Cela dit, une fontaine, qui désigne un point où de l'eau est accessible, n'est pas forcément munie d'un lavabo ou d'une cuvette, mais peut aller directement dans un écoulement au sol.
Et rien n'empêche de se laver les mains dans l'eau qui coule.


----------



## simenon

Merci beaucoup. J'ai eu le doute parce que j'ai vu la photo que vous avez signalée et, dans ce cas là, il me paraît qu'il ne s'agissait pas de métal. Mais bon, alors c'est décidé, ma fontaine sera en fonte émaillée. Pour ce qui concerne la cuvette, je ne suis pas obligée d'indiquer si elle était présent ou non. Mais, puisque il s'agit d'un lieu intérieur (je ne sais pas comme on dit en français), d'un atélier, il me semble plus probable qu'il y en ait un, mais je pourrais me tromper, bien sûr. Merci encore à tous.


----------



## matoupaschat

Mea culpa! Il est exact que je n'avais pas assez pensé à l'époque à laquelle cela se passait. Dans le cas de Maigret et de son placard, je suis tout à fait d'accord avec JeanDeSponde pour la fontaine-réservoir, mais dans le cas de l'imprimerie années 40, j'imaginerais mieux quelque chose comme une pompe à main pour puiser l'eau d'une citerne à eau de pluie. C'était très courant à l'époque.

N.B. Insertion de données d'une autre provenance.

PR #4991, opened 2026-08-06
fix(requests): return the newest access log entries without reading the whole file

### LINKED ISSUE #4990: Access log reader returns the oldest entries and loads the whole file into memory
## Summary

`readMonitoringConfig()` backs both endpoints of the **Requests** page on self-hosted
instances (`settings.readStatsLogs` and `settings.readStats`). It has two distinct
problems:

1. Without a date range it returns the **oldest** 500 entries of `access.log`, not the
   most recent ones.
2. With a date range it reads the **entire** file synchronously into a single string.

Both are on `canary` @ `53feb9dd5`. Cloud is unaffected — `IS_CLOUD` short-circuits both
procedures before the read.

---

## 1. The default view shows the oldest requests, not the newest

`packages/server/src/utils/traefik/application.ts` — `readMonitoringConfig`, the
`readAll === false` branch:

```ts
const fileStream = createReadStream(configPath, { encoding: "utf8" });
const readline = createInterface({ input: fileStream, ... });

for await (const line of readline) {
    // ...
    if (log.ServiceName !== "dokploy-service-app@file") {
        content += `${line}\n`;
        validCount++;
        if (validCount >= 500) {
            break;                       // <-- 500 entries from the START of the file
        }
    }
}
```

`access.log` is append-only, so reading forward and stopping at 500 yields the 500
**oldest** requests. `parseRawConfig` then sorts them by time descending, which makes the
table *look* correct — it is showing the newest of a stale window.

On an instance with steady traffic the Requests page shows requests from hours ago and
does not advance until the log is truncated.

## 2. Filtering by date reads the entire file

Same function, the `readAll === true` branch:

```ts
return fs.readFileSync(configPath, "utf8");
```

This runs whenever the user picks a date range. Three consequences:

- **`readFileSync` blocks the event loop.** It is not just that this request is slow — the
  whole panel is unresponsive for every other user while the read is in flight.
- **It fails outright on large logs.** Past Node's maximum string length the call throws
  `ERR_STRING_TOO_LONG` and the page errors instead of degrading.
- **The result is fully materialized before pagination.** In
  `packages/server/src/utils/access-log/utils.ts`, `parseRawConfig` `JSON.parse`s every
  line into an array, filters, sorts, and only then slices the requested page:

  ```ts
  const totalCount = parsedLogs.length;
  if (sort) { parsedLogs = _.orderBy(parsedLogs, [sort.id], [sort.desc ? "desc" : "asc"]); }
  else      { parsedLogs = _.orderBy(parsedLogs, ["time"], ["desc"]); }

  if (page) {
      const startIndex = page.pageIndex * page.pageSize;
      parsedLogs = parsedLogs.slice(startIndex, startIndex + page.pageSize);   // <-- last
  }
  ```

  Rendering 20 rows parses and sorts the entire log first.

## Current mitigation and its cost

`packages/server/src/utils/access-log/handler.ts` truncates the log daily:

```ts
await execAsync(
    `tail -n 1000 ${accessLogPath} > ${accessLogPath}.tmp && mv ${accessLogPath}.tmp ${accessLogPath}`,
);
```

That keeps the memory problem from surfacing on most instances, but it means access log
history is discarded every day, and it does not help an instance that accumulates a large
log between two runs of the cron.

---

## Proposed fix

Read the file **backwards from the end** in bounded chunks and stop as soon as enough
entries are collected:

- **no date range** → walk back until N valid entries are collected, then stop
- **with a date range** → walk back until an entry older than `start` is reached, then stop

This is safe because `access.log` is chronological and append-only, so walking backwards
visits entries newest-first and the first out-of-range entry means every remaining entry
is also out of range.

Result:

| | before | after |
| --- | --- | --- |
| Default view | oldest 500 entries | newest N entries |
| Memory | entire file as one string + parsed array | bounded by entries returned |
| Event loop | blocked by `readFileSync` | never blocked |
| Large logs | `ERR_STRING_TOO_LONG` | unaffected |

The exported signatures of `parseRawConfig` and `processLogs` stay unchanged, so the
existing tests in `apps/dokploy/__test__/requests/request.test.ts` keep passing as-is.

I have this implemented and tested locally, and will open a PR referencing this issue.
Verified against a seeded `access.log` of 2000 entries (2 MB) on a local dev instance: the
Requests page now lists the newest entries first, and a 30-minute date range reads 29
entries in ~5 ms instead of parsing the whole file. Happy to adjust the approach if you
would prefer a different one.

### Possible follow-up (separate PR)

Reading backwards fixes the read path, but filtering and sorting still happen in memory
and the daily truncation still discards history. A natural next step — as its own PR, not
this one — would be to let the existing `apps/monitoring` Go service ingest the access log
into the SQLite store it already maintains. Filtering, sorting and pagination would become
SQL queries, retention would be handled by the cleanup cron already implemented there, and
the `tail -n 1000` job could be dropped. Happy to open a separate issue for that if it is
of interest.

## Environment

- Affects self-hosted only
- `canary` @ `53feb9dd5`

Adriel2503:
## What is this PR about?

`readMonitoringConfig()` read the **first** 500 lines of `access.log`. On an append-only log those are the *oldest* requests, so the Requests page showed stale entries that never advanced until the log was truncated. Selecting a date range took the other branch and read the entire file with a blocking `readFileSync`, which freezes the event loop for every user and throws `ERR_STRING_TOO_LONG` once the log outgrows Node's maximum string length.

This adds `readLastLogEntries()`, which walks the file backwards in 64 KiB chunks and stops as soon as enough entries are collected or an entry older than the requested start date is reached. `access.log` is chronological and append-only, so walking backwards visits entries newest-first and the first out-of-range entry guarantees every remaining one is out of range too. Memory is now bounded by the entries actually returned rather than by the size of the log, and the read never blocks the event loop.

The exported signatures of `parseRawConfig` and `processLogs` are unchanged, so the existing tests keep passing as-is. `readMonitoringConfig` gains an optional `dateRange` argument, which the two `settings` procedures pass through.

### Verification

Seeded a local `access.log` with 2000 entries (2 MB, ~32 chunks), oldest `/req-0000` through newest `/req-1999`:

- The Requests page now lists `/req-1999`, `/req-1998`, `/req-1997` … — before this change it listed `/req-0000` onwards
- `Showing 1 to 10 of 2000 entries`; pagination, sorting and the hostname/status filters behave as before
- A 30-minute date range returns 29 entries in ~5 ms instead of parsing the whole file
- 10 new unit tests cover newest-first ordering, the entry limit, early cut-off on `notBefore`, entries spanning chunk boundaries, files without a trailing newline, malformed lines, and the dashboard-service filter

`vitest run __test__/requests` (17 passing), `tsc --noEmit` on both `apps/dokploy` and `packages/server`, and Biome are all clean.

### Note for reviewers

Date-range reads are now capped by `DATE_RANGE_ENTRY_LIMIT` (50 000 entries) as a safety ceiling. Previously they were unbounded, which is what made large logs fail outright. Happy to change that value, make it configurable, or drop the cap if you would rather keep the previous semantics.

The daily `tail -n 1000` truncation in `access-log/handler.ts` is intentionally left untouched here, since removing it changes retention behaviour and deserves its own discussion.

## Checklist

closes #4990

_Screenshot of the Requests page after the change is attached below._

<h3>Greptile Summary</h3>

The PR changes access-log retrieval to scan backward asynchronously and return recent entries without loading the entire file.
- Adds a chunked reverse reader with entry limits and date-range cutoff support.
- Passes date ranges through the settings procedures.
- Adds focused coverage for ordering, filtering, chunk boundaries, malformed input, and out-of-order request completion.

The PR appears safe to merge.

No blocking failure remains.

<sub>Reviews (2): Last reviewed commit: ["fix(requests): cut off access log reads ..."](https://github.com/dokploy/dokploy/commit/4b2159c6c14d6db51f4a9e847fa1f97644beba25) | [Re-trigger Greptile](https://app.greptile.com/api/retrigger?id=50770961)</sub>

**Context used:**

- Knowledge Base — [Monitoring and Live Terminal/Log Streaming](https://app.greptile.com/dokploy/-/custom-context/knowledge-base/dokploy/dokploy/-/docs/monitoring-and-terminal.md)

### DIFF
--- a/apps/dokploy/__test__/requests/access-log-reader.test.ts
+++ b/apps/dokploy/__test__/requests/access-log-reader.test.ts
@@ -4,18 +4,25 @@ import { join } from "node:path";
 import { readLastLogEntries } from "@dokploy/server";
 import { afterEach, beforeEach, describe, expect, it } from "vitest";
 
-const makeEntry = (overrides: Record<string, unknown> = {}) =>
-	JSON.stringify({
+const makeEntry = (overrides: Record<string, unknown> = {}) => {
+	const startUTC =
+		(overrides.StartUTC as string) ?? "2024-08-25T04:34:37.306691884Z";
+
+	return JSON.stringify({
 		ClientAddr: "172.19.0.1:56732",
 		DownstreamStatus: 200,
 		RequestHost: "app.traefik.me",
 		RequestMethod: "GET",
 		RequestPath: "/",
 		ServiceName: "my-app-web@docker",
-		StartUTC: "2024-08-25T04:34:37.306691884Z",
-		time: "2024-08-25T04:34:37Z",
+		StartUTC: startUTC,
+		// Traefik writes the entry when the request completes, so `time` is the
+		// completion timestamp. For a fast request it matches the start; tests that
+		// need a slow request override it explicitly.
+		time: startUTC,
 		...overrides,
 	});
+};
 
 const pathsOf = (result: string) =>
 	result
@@ -99,6 +106,30 @@ describe("readLastLogEntries", () => {
 		});
 
 		expect(pathsOf(result)).toEqual(["/cutoff", "/newer"]);
+	});
+
+	it("keeps in-range entries logged after a slower, older request", async () => {
+		// Traefik appends an entry when the request completes, so a slow request can be
+		// logged after faster ones that started later. Cutting off on StartUTC would
+		// stop at /slow and silently drop /fast, which is still in range.
+		const filePath = await writeLog([
+			makeEntry({
+				RequestPath: "/fast",
+				StartUTC: "2024-08-25T02:01:00Z",
+				time: "2024-08-25T02:01:00Z",
+			}),
+			makeEntry({
+				RequestPath: "/slow",
+				StartUTC: "2024-08-25T01:59:00Z",
+				time: "2024-08-25T02:05:00Z",
+			}),
+		]);
+
+		const result = await readLastLogEntries(filePath, {
+			notBefore: new Date("2024-08-25T02:00:00Z"),
+		});
+
+		expect(pathsOf(result)).toEqual(["/fast", "/slow"]);
 	});
 
 	it("reads the last entry when the file has no trailing newline", async () => {
--- a/apps/dokploy/__test__/requests/access-log-reader.test.ts
+++ b/apps/dokploy/__test__/requests/access-log-reader.test.ts
@@ -1,0 +1,159 @@
+import { mkdtemp, rm, writeFile } from "node:fs/promises";
+import { tmpdir } from "node:os";
+import { join } from "node:path";
+import { readLastLogEntries } from "@dokploy/server";
+import { afterEach, beforeEach, describe, expect, it } from "vitest";
+
+const makeEntry = (overrides: Record<string, unknown> = {}) =>
+	JSON.stringify({
+		ClientAddr: "172.19.0.1:56732",
+		DownstreamStatus: 200,
+		RequestHost: "app.traefik.me",
+		RequestMethod: "GET",
+		RequestPath: "/",
+		ServiceName: "my-app-web@docker",
+		StartUTC: "2024-08-25T04:34:37.306691884Z",
+		time: "2024-08-25T04:34:37Z",
+		...overrides,
+	});
+
+const pathsOf = (result: string) =>
+	result
+		.split("\n")
+		.filter(Boolean)
+		.map((line) => JSON.parse(line).RequestPath as string);
+
+describe("readLastLogEntries", () => {
+	let directory: string;
+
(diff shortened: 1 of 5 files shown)


Adriel2503:
Screenshot of the Requests page after the change, against a seeded access.log
of 2000 entries (/req-0000 oldest through /req-1999 newest). The table now
lists the newest entries first — before this change it started at /req-0000
and never advanced.

I also pushed a fix for the P1 raised in review: the backward walk now cuts
off on `time` (when Traefik writes the entry, i.e. request completion) rather
than `StartUTC`. Since `time >= StartUTC`, an entry logged before the cutoff
also started before it, so a slow request logged after faster ones can no
longer terminate the scan early and drop in-range entries. Added a regression
test covering exactly that ordering.

requests-page-newest-first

Je me demande même si on ne les appelait pas aussi des fontaines...


----------



## JeanDeSponde

Oui, une borne-fontaine plus précisément. J'imagine bien ça dans un coin d'un vieil atelier.


----------



## simenon

Merci encore à tous les deux. Donc, maintenant il y a encore une nouvelle hypothèse. Mais, puisque l'auteur du texte en question est toujours Simenon et que dans les deux cas il utilise la même expression (fontaine d'émail), vuos ne pensez pas qu'ici il fasse allusion à la même fontaine dont il parle dans ses "Maigret"?


----------



## JeanDeSponde

Je n'en pense rien avec certitude, sinon que le placard de Maigret ne contenait certainement pas une borne-fontaine. Il s'agissait d'un vieux bureau dans un vieil immeuble, et à l'époque il était fréquent de n'avoir que quelques points d'eau (arrivées d'eau) par étage, d'où le besoin d'installer un réservoir (fontaine) dans une pièce pour y disposer d'un lavabo.
Et on cachait le lavabo + la fontaine dans un petit placard.
Dans un atelier d'imprimerie avec beaucoup d'ouvriers, je n'imagine pas un lavabo dont l'eau proviendrait seulement d'une fontaine-réservoir (remplie par des brocs), parce que le travail d'imprimeur est très salissant et qu'il faudrait sans cesse remplir la fontaine. J'imagine donc là plutôt une borne fontaine, ou une fontaine murale.
Dans un atelier, un lavabo ou une cuvette ne sont pas nécessaires pour se laver les mains ou remplir des seaux.


----------



## simenon

Merci, vous avez peut-être raison. Je ne sais pas. Il est vrai qu'il s'agit d'une petite imprimerie où il n'y a pas beaucoup de travailleurs. J'y pense encore (en plus je ne sais pas comment s'appelle en italien le réservoir). Bonne soirée.


----------



## matoupaschat

En y repensant, cela m'étonnerait vraiment très fort que dans les années 40, il n'y ait pas l'eau courante dans une imprimerie qui devrait se situer plutôt en ville.
Et le terme utilisé peut très bien correspondre à deux réalités différentes: dans le bureau de Maigret, le réservoir à eau à remplissage manuel, et dans l'atelier un espèce d'évier avec robinet de ce genre-ci, mais certainement d'un modèle moins décoratif.


----------



## simenon

Merci Matoupaschat. Je vais me conformer à cette hypothèse.


----------